- **Your assignment**:
Quote exactly the lines from the start of the entries to the one with "delay amount **in", both ends included.

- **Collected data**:
────────────────

PR #2451, opened 2017-02-16
Add RabbitMQ native delayed delivery pages

bording:


SeanFeldman:
Will need an upgrade guide as well. It requires to be in a format of `rabbitmq-4.2to4.??.md` so perhaps just to add a placeholder `rabbitmq-4.2to4.TBD.md`?

nservicebus/rabbitmq/delayed-delivery.md
```diff
@@ -0,0 +1,43 @@
...
+component: Rabbit
+versions: '[4,]'
+---
+
+Starting with Version 4.3, the transport no longer relies on the [timeout manager](/nservicebus/messaging/timeout-manager.md) to implement [delayed delivery](/nservicebus/messaging/delayed-delivery.md). The transport now creates an infrastructure inside the broker to natively handle delaying messages.
+
+
+## How it works
+
+The transport sets up a series of exchanges, queues, and bindings that work together to provide the necessary infrastructure to support delayed messages. These exchange & queues are grouped into a series of levels, 0 - 27. There is one final "delivery" exchange in addition to the level.
```
SeanFeldman: > in addition to the level.

Should it be "in addition to the level exchanges"?

nservicebus/rabbitmq/delayed-delivery.md
```diff
@@ -0,0 +1,43 @@
...
+
+
+### Delay levels
+
+Each level represents a delay amount corresponding to a number of seconds equal to 2 ^ level seconds. This is achieved by declaring the queue for each level with an `x-message-ttl` value corresponding to level's delay amount. It is also declared with an `x-dead-letter-exchange` value corresponding to the next lowest level. This means a message will sit in the queue for the amount of time specified in  `x-message-ttl` and then be routed to the next level.
```
SeanFeldman: > 2 ^ level

no need for spaces? I.e. "**2^level**" or better "2^level (two in power of level) to be very clear)?

SeanFeldman: > level's delay amount

"level's delay amount **in seconds**"?

SeanFeldman: > It is also declared with an `x-dead-letter-exchange` value corresponding to the next lowest level.

Is that right? It's always points to the "the next low**er** level, not lowest. I.e. from level X to level X-1

nservicebus/rabbitmq/delayed-delivery.md
```diff
@@ -0,0 +1,43 @@
...
+
+
+When a message needs to be delayed, the value of the desired delay is first converted to seconds. The binary representation of this value is then used as the routing key to determine which of the delay levels the message needs to
```
SeanFeldman: > needs to

Unfinished sentence? Needs to go?

nservicebus/rabbitmq/delayed-delivery.md
```diff
@@ -0,0 +1,43 @@
...
+snippet: rabbitmq-delay-disable-timeout-manager
+
+Once this has been called, the .Timeouts and .TimeoutsDispatcher exchanges and queues for the endpoint can be deleted from the broker.
+
+
+### All endpoints support delayed delivery
+
+When an endpoint supports delayed delivery it is responsible for ensuring that it can receive delayed messages from the delay infrastructure. However, it cannot assume that all other endpoints in the system are also capable of doing the same. Because of this, before each delayed message is sent, the endpoint first makes an additional call to bind the destination to the delay infrastructure.
+
+Once all endpoints have been upgraded to version of the transport that supports delayed delivery, this behavior is no longer needed and can be removed by calling:
```
SeanFeldman: > this behavior is no longer needed and can be removed

While the behavior is removed, from the user perspective should we say "can be **disabled**"?

nservicebus/rabbitmq/delayed-delivery.md
bording: > "level's delay amount in seconds"?

It should actually be milliseconds here.

> Is that right? It's always points to the "the next lower level, not lowest. I.e. from level X to level X-1

Reading up on usage of "next lowest" it seems like my intended usage here is fairly common, but it can be rather ambiguous. I'll reword it to avoid the phrase altogether.

bording:
@adamralph is still planning on reviewing this, but otherwise it should be good to go. The task force has decided that we don't think there is value in having an upgrade guide.

SeanFeldman:
> The task force has decided that we don't think there is value in having an upgrade guide.

Addition: we decided that the release notes will contain the relevant information originally considered for the upgrade guide.

nservicebus/rabbitmq/delayed-delivery.md
```diff
@@ -0,0 +1,129 @@
+---
+title: Delayed Delivery
+summary: Describes the native delayed delivery implementation in the RabbitMQ transport
+component: Rabbit
+versions: '[4,]'
+---
+
+Starting with Version 4.3, the transport no longer relies on the [timeout manager](/nservicebus/messaging/timeout-manager.md) to implement [delayed delivery](/nservicebus/messaging/delayed-delivery.md). The transport now creates an infrastructure inside the broker to natively handle delaying messages.
```
weralabaj: > Starting with Version 4.3

In Versions 4.3 and above, RabbitMQ transport...

nservicebus/rabbitmq/delayed-delivery.md
```diff
@@ -0,0 +1,129 @@
...
+snippet: rabbitmq-delay-disable-timeout-manager
+
+Once this has been called, the .Timeouts and .TimeoutsDispatcher exchanges and queues for the endpoint can be deleted from the broker.
+
+
+### All endpoints support delayed delivery
+
+When an endpoint supports delayed delivery it is responsible for ensuring that it can receive delayed messages from the delay infrastructure. However, it cannot assume that all other endpoints in the system are also capable of doing the same. Because of this, before each delayed message is sent, the endpoint first makes an additional call to bind the destination to the delay infrastructure.
+
+Once all endpoints have been upgraded to version of the transport that supports delayed delivery, this behavior is no longer needed and can be disabled by calling:
```
weralabaj: > to version of

to a version of

nservicebus/rabbitmq/delayed-delivery.md
```diff
@@ -0,0 +1,129 @@
...
+class q0,q2 usedQueue
+
+end
+```
+
+
+## Settings
+
+
+### Disable the timeout manager
```
weralabaj: IMO better as "Disabling the timeout manager"

nservicebus/rabbitmq/delayed-delivery.md
```diff
@@ -0,0 +1,129 @@
...
+class exchange3,exchange2,exchange1,exchange0,exchange-delivery exchangeClass
+
+classDef usedQueue fill:#11ff00;
+class q0,q2 usedQueue
+
+end
+```
+
+
+## Settings
```
weralabaj: IMO that section needs some more work, it's not about settings, it's about upgrade, so how about changing the heading

Settings => Upgrading an endpoint/solution ?

All endpoints support delayed delivery => that sounds like running endpoints in backwards compatible mode or something like that? heading should reflect that

Then providing a list of steps with clear explanations, e.g. now it's not clear to me when can I disable timeout manager? When I upgraded one, some or all endpoints?

nservicebus/rabbitmq/routing-topology_support-delayed-delivery_rabbit_[4,].partial.md
```diff
@@ -0,0 +1,7 @@
+### Delayed delivery
+
+Starting with Version 4.3, it is possible to support [delayed delivery](delayed-delivery.md) without requiring the [timeout manager](/nservicebus/messaging/timeout-manager.md) by implementing `ISupportDelayedDelivery` in addition to `IRoutingTopology` in the routing topology class.
```
Comment (weralabaj) [inline nservicebus/rabbitmq/routing-topology_support-delayed-delivery_rabbit_[4,].partial.md]: > Starting with Version 4.3

In Versions 4.3 and above, 

> it is possible to support [delayed delivery](delayed-delivery.md)

RabbitMQ supports [delayed delivery](delayed-delivery.md) ...

> by implementing `ISupportDelayedDelivery` in addition to `IRoutingTopology` in the routing topology class.

... and further text

Question (not sure what's the answer) - is that level of detail relevant for the reader? or do we go too much into implementation details?

nservicebus/rabbitmq/routing-topology_support-delayed-delivery_rabbit_[4,].partial.md
```diff
@@ -0,0 +1,7 @@
...
+
+When the routing topology implements `ISupportDelayedDelivery`, the transport will call the `BindToDelayInfrastructure` method to allow the routing topology to create the appropriate bindings to the delivery exchange that is part of the native delayed delivery infrastructure. 
+
+`IRoutingTopology` and `ISupportDelayedDelivery` will be combined into a single interface in Version 5.0.
```
Comment (weralabaj) [inline nservicebus/rabbitmq/routing-topology_support-delayed-delivery_rabbit_[4,].partial.md]: We should add something in https://docs.particular.net/nservicebus/messaging/timeout-manager, there we say

> NServiceBus provides a delayed-delivery implementation for transports that don't support it natively.

which doesn't seem to be technically correct?

Also https://docs.particular.net/nservicebus/messaging/delayed-delivery#how-it-works

One thing could be simply adding a sentence, saying that Rabbit in Versions x and below uses TM, in versions X and above has native delayed delivery implementation + link to the new article with details

nservicebus/rabbitmq/delayed-delivery.md
bording: If this wording is preferred, then we need to change it here as well: https://docs.particular.net/nservicebus/rabbitmq/routing-topology#custom-routing-topology "Starting with Version 4.2"

nservicebus/rabbitmq/delayed-delivery.md
```diff
@@ -0,0 +1,129 @@
...
+
+
+### Disable the timeout manager
+
+By default, the timeout manager continues to run to allow any preexisting delayed messages stored in the persistence database to be successfully sent. However, once the persistence database is empty, there is no more need for the timeout manager. It can be disabled by calling:
```
bording: We have Particular/NServiceBus.RabbitMQ/issues/349 to track considering making changes to the default values in the future, but since we haven't actually committed to making a change here, I'd prefer not to mention it in the docs yet.

nservicebus/rabbitmq/routing-topology_support-delayed-delivery_rabbit_[4,].partial.md
Comment (bording) [inline nservicebus/rabbitmq/routing-topology_support-delayed-delivery_rabbit_[4,].partial.md]: 👍 for changing the version wording, but the other change isn't correct. In this overall section of the page, we aren't talking about the RabbitMQ transport, we are talking specifically about an end-user creating a custom routing topology by implementing `IRoutingTopology`. This new section is about augmenting this implementation by also implementing `ISupportDelayedDelivery`.

Based on that, yes we do need to go into this level of detail here, because it is information that someone implementing the interface needs.

Comment (bording) [inline nservicebus/rabbitmq/routing-topology_support-delayed-delivery_rabbit_[4,].partial.md]: Looking at the initial sentence, perhaps it would be better as:

In Versions 4.3 and above, custom routing topologies can support delayed delivery..."

nservicebus/rabbitmq/routing-topology_support-delayed-delivery_rabbit_[4,].partial.md
Comment (bording) [inline nservicebus/rabbitmq/routing-topology_support-delayed-delivery_rabbit_[4,].partial.md]: > We should add something in https://docs.particular.net/nservicebus/messaging/timeout-manager, there we say

>>NServiceBus provides a delayed-delivery implementation for transports that don't support it natively.

>which doesn't seem to be technically correct?

I'm not seeing what's incorrect about that. If a transport doesn't have some sort of native support for delayed delivery, like we're adding for the RabbitMQ transport, then it does have to use the timeout manager.

> Also https://docs.particular.net/nservicebus/messaging/delayed-delivery#how-it-works

> One thing could be simply adding a sentence, saying that Rabbit in Versions x and below uses TM, in versions X and above has native delayed delivery implementation + link to the new article with details

I'll tweak the wording there as well.

nservicebus/rabbitmq/delayed-delivery.md
bording: >IMO that section needs some more work, it's not about settings, it's about upgrade, so how about changing the heading

>Settings => Upgrading an endpoint/solution ?

The settings here are specifically about things you can tweak after you've performed the upgrade, not something you'd use as part of upgrading to the 4.3 release. 

> All endpoints support delayed delivery => that sounds like running endpoints in backwards compatible mode or something like that? heading should reflect that

This setting is about removing a backwards-compatible behavior that isn't needed once all endpoints have been upgraded.

> Then providing a list of steps with clear explanations, e.g. now it's not clear to me when can I disable timeout manager? When I upgraded one, some or all endpoints?

There's text there already about preexisting entries in the persistence database, and how once it's empty you can disable it.

bording: It does seem like the Settings section could use some intro text, perhaps talking about default behavior, and how there are settings that can modify the behavior once the new feature is in use, so I'll add something that covers that, and maybe that will reveal a better name for the section as well.

nservicebus/rabbitmq/routing-topology_support-delayed-delivery_rabbit_[4,].partial.md
Comment (bording) [inline nservicebus/rabbitmq/routing-topology_support-delayed-delivery_rabbit_[4,].partial.md]: Looking at https://docs.particular.net/nservicebus/messaging/delayed-delivery#how-it-works a bit more, I don't think it makes sense to add something about RabbitMQ there. 

Instead, I'd say that entire section needs revising or removing, because despite the section title, it's not really "How it works" at all.

Regardless, I think making those changes are out of scope for this PR.

nservicebus/rabbitmq/delayed-delivery.md
```diff
@@ -108,22 +108,22 @@ end
 ```
 
 
-## Settings
+## Backwards compatibility
+
+When using a version of the transport that supports delayed delivery natively, the endpoint continues to operate in a backwards-compatible manner by default. The timeout manager will continue to be enabled, so any delayed messages already stored in the endpoint's persistence database will be sent when their timeouts expire. New delayed messages will be sent through the delay infrastructure, but the endpoint cannot assume that other endpoints have also been upgraded, so it will incur some additional overhead when sending delayed messages to ensure that they can be delivered successfully.
```
SeanFeldman: > enabled, so any delayed messages already ...

Break into 2 sentences?

"enabled. Any delayed messaged already..."

nservicebus/rabbitmq/delayed-delivery.md
```diff
@@ -108,22 +108,22 @@ end
...
 
 
 ### Disabling the timeout manager
 
-By default, the timeout manager continues to run to allow any preexisting delayed messages stored in the persistence database to be successfully sent. However, once the persistence database is empty, there is no more need for the timeout manager. It can be disabled by calling:
+Once an endpoint has no more delayed messages in its persistence database, there is no more need for the timeout manager. It can be disabled by calling:
```
SeanFeldman: 👍

nservicebus/rabbitmq/delayed-delivery.md
bording: I prefer the sentence how it currently is, so let's see if we get any additional feedback on it first.

bording:
@weralabaj I believe all of my changes address your feedback, except for where I've left followup comments.

bording:
@SimonCropp We were wanting @adamralph to review the content of the PR before it was merged.

SimonCropp:
sorry. @adamralph please submit a new PR

nservicebus/rabbitmq/delayed-delivery.md
weralabaj: Not only preferred, but will be consistent with other documents as well. I believe I mentioned it in both places, or at least that was my intention :)

bording: You did mention it in both places in this PR, but the place I linked to above was for something that was already merged an live and not part of this PR.

nservicebus/rabbitmq/delayed-delivery.md
```diff
@@ -0,0 +1,131 @@
...
+
+
+### Delay levels
+
+Each exchange/queue pair that makes up a level represents one bit of the total delay value. By having 28 of these levels, corresponding to `2^27` through `2^0`, the delay infrastructure can delay a message for any value that can be represented by a 28-bit number. With 28 total levels, the maximum delay value is 268,435,455 seconds.
+
+A level is created by declaring a topic exchange that is bound to a queue with a routing key of `1`, and is also bound to the exchange corresponding to `level - 1` with a routing key of `0`. The queue for the level is declared with an `x-message-ttl` value corresponding to `2^level` seconds. The queue is also declared with an `x-dead-letter-exchange` value corresponding to the `level - 1` exchange, so that when a message in the queue expires, it will be routed to the `level - 1` exchange.
+
+```mermaid
+
```
adamralph: The mermaid graph has a title of "Undef". Is that intentional?

Snippets/Rabbit/Rabbit_4/Usage.cs
```diff
@@ -151,4 +151,25 @@ void SetClientCertificates(EndpointConfiguration endpointConfiguration)
         #endregion
     }
 
-}
\ No newline at end of file
+    void DisableTimeoutManager(EndpointConfiguration endpointConfiguration)
+    {
+        #region rabbitmq-delay-disable-timeout-manager 4.3
```
bording: I was trying to scope the name of the snippet, which some of the others already do as well.

menu/menu.yaml
```diff
@@ -527,22 +527,24 @@
   - Url: nservicebus/rabbitmq
     Title: RabbitMQ Transport
     Articles:
-    - Url: nservicebus/rabbitmq/rabbitmqclient-nuget
-      Title: RabbitMQ.Client NuGet usage
```
bording: When deciding where in the menu the new page needed to go, I decided to reorder things as well, because I was unhappy with the current ordering.

menu/menu.yaml
```diff
@@ -527,22 +527,24 @@
...
     - Url: nservicebus/rabbitmq/connection-settings
       Title: Connection settings
     - Url: nservicebus/rabbitmq/routing-topology
       Title: Routing topology
-    - Url: nservicebus/rabbitmq/callbacks
-      Title: Callback support
```
bording: Same as above

nservicebus/rabbitmq/delayed-delivery.md
bording: No. When viewing it in their live editor, not having a title just meant it was blank, but the docs site seems to be treating it differently. We'll want to add a "delay level" title or something.

adamralph: @bording I see it in the live editor:

image

SeanFeldman: To get rid of "Undef", a space after `subgraph` would do it.

bording: Hmm, not sure what's going on there then. Pretty sure we didn't see that when we were working on it. 

Regardless, we just need to add a title then.

SeanFeldman: @bording correct. I like your suggestion of giving it a proper title, something like "Delay Level Overview"

udidahan:
Maybe a customer communication or story would make sense now that the documentation is done - open an issue?

SeanFeldman:
[An issue](https://github.com/Particular/Stories/issues/493) already exists @udidahan

udidahan:
My bad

────────────────

- **Answer to this problem**:
PR #2451, opened 2017-02-16
Add RabbitMQ native delayed delivery pages

bording:


SeanFeldman:
Will need an upgrade guide as well. It requires to be in a format of `rabbitmq-4.2to4.??.md` so perhaps just to add a placeholder `rabbitmq-4.2to4.TBD.md`?

nservicebus/rabbitmq/delayed-delivery.md
```diff
@@ -0,0 +1,43 @@
...
+component: Rabbit
+versions: '[4,]'
+---
+
+Starting with Version 4.3, the transport no longer relies on the [timeout manager](/nservicebus/messaging/timeout-manager.md) to implement [delayed delivery](/nservicebus/messaging/delayed-delivery.md). The transport now creates an infrastructure inside the broker to natively handle delaying messages.
+
+
+## How it works
+
+The transport sets up a series of exchanges, queues, and bindings that work together to provide the necessary infrastructure to support delayed messages. These exchange & queues are grouped into a series of levels, 0 - 27. There is one final "delivery" exchange in addition to the level.
```
SeanFeldman: > in addition to the level.

Should it be "in addition to the level exchanges"?

nservicebus/rabbitmq/delayed-delivery.md
```diff
@@ -0,0 +1,43 @@
...
+
+
+### Delay levels
+
+Each level represents a delay amount corresponding to a number of seconds equal to 2 ^ level seconds. This is achieved by declaring the queue for each level with an `x-message-ttl` value corresponding to level's delay amount. It is also declared with an `x-dead-letter-exchange` value corresponding to the next lowest level. This means a message will sit in the queue for the amount of time specified in  `x-message-ttl` and then be routed to the next level.
```
SeanFeldman: > 2 ^ level

no need for spaces? I.e. "**2^level**" or better "2^level (two in power of level) to be very clear)?

SeanFeldman: > level's delay amount

"level's delay amount **in seconds**"?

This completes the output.